ROMA A sera, quando i delegati hanno lasciato ormai da ore l’hotel a due passi da Villa Borghese, la parola scissione non è più un tabù tra i dem. Le truppe di Emiliano, Rossi e Speranza sono pronte a ufficializzare lo strappo dal Pd renziano. In settimana, con molta probabilità, arriveranno i gruppi parlamentari. Per ora il pallottoliere dice 40 alla Camera (compresi gli ex Sel), tra i 10 e i 15 al Senato. Alla presenza di Emiliano (mai dare per certe le mosse del governatore pugliese) sono legate altre sorprese numeriche. Il tormento dell’ex magistrato si chiama D’Alema, l’avversario con cui Emiliano ha combattuto in passato un’aspra guerra. Nella minoranza, però, fanno notare che questo non è il tempo dei risentimenti. E per questo si lavora alla costruzione di gruppi parlamentari più ampi possibili. Gruppi dove potrebbe trovare posto pure Alfredo D’Attorre, l’ex commissario del Pd calabrese. Non è un caso che al congresso di Sinistra Italiana, a Rimini, il deputato eletto in Calabria abbia presentato un ordine del giorno (poi bocciato) in cui chiedeva di «congelare» la fase costituente in attesa di vedere cosa decideranno Renzi e compagni.

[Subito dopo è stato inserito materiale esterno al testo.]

Issue #159, opened 2020-03-20
Should NodeResources analyzer allow filtering by Label?


dexhorthy:
Right now, NodeResources allows filtering by resources, but not by label:

https://github.com/replicatedhq/troubleshoot/blob/d9625477d2a552f7b5dc1289449527704fea1a95/pkg/apis/troubleshoot/v1beta1/analyzer_shared.go#L81-L96

### Use Case

I want to be able to require a certain number of nodes with certain labels as a preflight check, e.g. to run the Mongo Operator, the implementation today uses node labels as a scheduling requirement. 

https://github.com/jasonmimick/mongodb-k8s/blob/master/templates/ops-manager.yaml#L20-L27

Consumato lo strappo, per gli scissionisti guidati da Bersani e D’Alema si apre il problema della prospettiva politica. Da Rimini il neosegretario di Si Nicola Fratoianni fa capire che un’intesa è possibile solo staccando la spina al governo Gentiloni: «Se si produce una rottura nel Pd e si produce una rottura anche in Parlamento con nuovi gruppi parlamentari con cui voglio interloquire, questi nuovi gruppi alla prima fiducia sul governo Gentiloni cosa faranno? Quando arriverà in aula il decreto Minniti sulla sicurezza lo voteranno? Perché se lo faranno, la nostra interlocuzione con loro è già finita».
Insomma, sarà il provvedimento-monstre del ministro calabrese dell’Interno il primo banco di prova per valutare la fedeltà degli anti-Renzi al governo. E sarà importante capire come si regoleranno, al momento del voto in Aula, di fronte a un provvedimento che ha fatto breccia nel muro delle opposizioni, i calabresi Nico Stumpo e Doris Lo Moro.

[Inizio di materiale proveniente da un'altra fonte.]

PR #250, opened 2020-08-31
Check for Default Storage Class when storageClassName is empty

### LINKED ISSUE #200: Analyzer for default storage class?
Right now we can check for a storage class with a given name, but what if I just want to check for a storage class that has the `isDefaultStorageClass` field set to true? In most cases I don't care what the end user is calling their storage class and I want to reduce friction by leaving `storageClassName` empty in my PVCs and StatefulSets, and just use a preflight check to ensure there is a default storageClass to provision PVs.

manavellamnimble:
@marccampbell @dexhorthy Good morning! I send you the PR to check for a storage class set as default when storageClassName is empty. I can add the parse function to parse the string "true" to bool, but it would also consider other  values as "True", "T", "TRUE"...and I think k8s only expect  the value ```true```
```
The default StorageClass has an annotation storageclass.kubernetes.io/is-default-class set to true. Any other value or absence of the annotation is interpreted as false.
```
Closes #200 

src: https://kubernetes.io/docs/tasks/administer-cluster/change-default-storage-class/#changing-the-default-storageclass (item 2)

### DIFF
--- a/pkg/analyze/storage_class.go
+++ b/pkg/analyze/storage_class.go
@@ -31,7 +31,8 @@ func analyzeStorageClass(analyzer *troubleshootv1beta1.StorageClass, getCollecte
 	}
 
 	for _, storageClass := range storageClasses {
-		if storageClass.Name == analyzer.StorageClassName {
+		val, found := storageClass.Annotations["storageclass.kubernetes.io/is-default-class"]
+		if (storageClass.Name == analyzer.StorageClassName) || (analyzer.StorageClassName == "" && found && val == "true") {
 			result.IsPass = true
 			for _, outcome := range analyzer.Outcomes {
 				if outcome.Pass != nil {
--- a/pkg/analyze/storage_class.go
+++ b/pkg/analyze/storage_class.go
@@ -21,7 +21,11 @@ func analyzeStorageClass(analyzer *troubleshootv1beta1.StorageClass, getCollecte
 
 	title := analyzer.CheckName
 	if title == "" {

Quanto ai fedelissimi del segretario dimissionario, c’è euforia per l’esito dell’assemblea nazionale. Il percorso congressuale è ormai avviato e da qui a maggio verrà completamente riscritta la geografia dem. L’obiettivo numero uno dei colonnelli calabresi è quello di guadagnare una candidatura in posizione vantaggiosa, meglio ancora in una delle caselle blindate previste dall’attuale legge elettorale.

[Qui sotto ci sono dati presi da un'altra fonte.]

PR #252, opened 2020-09-03
Fix statefulset status

marccampbell:
The range would still override status


divolgin (approved):

pkg/analyze/deployment_status.go
```diff
@@ -24,7 +24,7 @@ func analyzeDeploymentStatus(analyzer *troubleshootv1beta2.DeploymentStatus, get
 	var status *appsv1.DeploymentStatus
 	for _, deployment := range deployments {
 		if deployment.Name == analyzer.Name {
-			status = &deployment.Status
```
marccampbell, line 27: @codelingobot Prevent reference assignment of local variable in a loop to a variable used outside of the loop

Non esultano e nemmeno si stracciano le vesti, invece, gli autonomisti calabresi. Mario Oliverio preferisce mantenere un basso profilo e spera, in cuor suo, di raccogliere qualche frutto dallo scontro che si sta consumando ai piani alti. La nomina a commissario alla sanità è sempre in cima alla lista dei suoi desideri. Ma non è detto che l’atteggiamento da “pesce in barile” possa essere alla fine quello vincente.